Further investigation of the multiple signals received by B cells suggests that there are ways to work around this effect that the maternal antibodies have on the immune response, said Dhohyung Kim, first author of the paper and a doctoral candidate in Ohio State's graduate program in Molecular, Cellular and Developmental Biology.
Maternal antibodies are immunoglobulin G (IgG) molecules, a designation based on their structure, and IgG antibodies are among the most potent players in the immune response. In this current work, Kim showed that another type of antibody, an immunoglobulin M molecule, can be used with a measles vaccine and that these IgM antibodies can activate B cells, even when maternal antibodies are present.

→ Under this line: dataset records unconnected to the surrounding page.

PR #210, opened 2022-10-12
test: Fix cleanup for TestSyncFailureAfterSuccessfulSyncs

rquitales:
This commit resets the branch back to main to ensure proper cleanup checks.

Tested locally using a GKE cluster.

### DIFF
--- a/e2e/testcases/invalid_git_branch_test.go
+++ b/e2e/testcases/invalid_git_branch_test.go
@@ -22,6 +22,7 @@ import (
 	"kpt.dev/configsync/e2e/nomostest/ntopts"
 	nomostesting "kpt.dev/configsync/e2e/nomostest/testing"
 	"kpt.dev/configsync/pkg/api/configsync"
+	"kpt.dev/configsync/pkg/api/configsync/v1beta1"
 	"kpt.dev/configsync/pkg/core"
 	"kpt.dev/configsync/pkg/status"
 	"kpt.dev/configsync/pkg/testing/fake"
@@ -29,6 +30,7 @@ import (
 
 func TestInvalidRootSyncBranchStatus(t *testing.T) {
 	nt := nomostest.New(t, nomostesting.SyncSource, ntopts.SkipMonoRepo)
+	nt.T.Cleanup(resetToMain(nt))
 
 	// Update RootSync to invalid branch name
 	nomostest.SetGitBranch(nt, configsync.RootSyncName, "invalid-branch")
@@ -58,6 +60,30 @@ func TestInvalidRootSyncBranchStatus(t *testing.T) {
 
 func TestInvalidRepoSyncBranchStatus(t *testing.T) {
 	nt := nomostest.New(t, nomostesting.SyncSource, ntopts.SkipMonoRepo, ntopts.NamespaceRepo(namespaceRepo, configsync.RepoSyncName))
+	nt.T.Cleanup(func() {
+		nt.T.Log("Resetting all R*Sync branches to main")
+		nn := nomostest.RepoSyncNN(namespaceRepo, configsync.RepoSyncName)
+
+		// Ensure RepoSync is switched back to main branch locally.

The IgM antibodies bind to yet another type of receptor on the B cell surface, Niewiesk explained. "So we are looking at the various ways B cells are being activated, and we already see that we can improve the positive signal to B cells by stimulating them with IgM antibodies," he said.
As part of the study, the researchers disproved the previous theory about how maternal antibodies work -- a process called epitope masking. This theory suggested that maternal antibodies would bind to specific areas on the measles virus needed for immune response recognition -- called epitopes -- and effectively shield the virus so that B cells could neither see the virus nor activate an immune response.
Niewiesk said the scientists knew that the measles virus surface has numerous epitopes, making it highly unlikely that maternal antibodies could block so many different areas of recognition on a single virus. In addition, they showed that suppression of the immune response did not occur if maternal antibody structures were manipulated to prevent them from binding to the Fc-gamma RIIB receptor. That meant that this Fc receptor was key to the mechanism that allowed maternal antibodies to suppress the immune response.
The National Institute of Allergy and Infectious Diseases supported this research.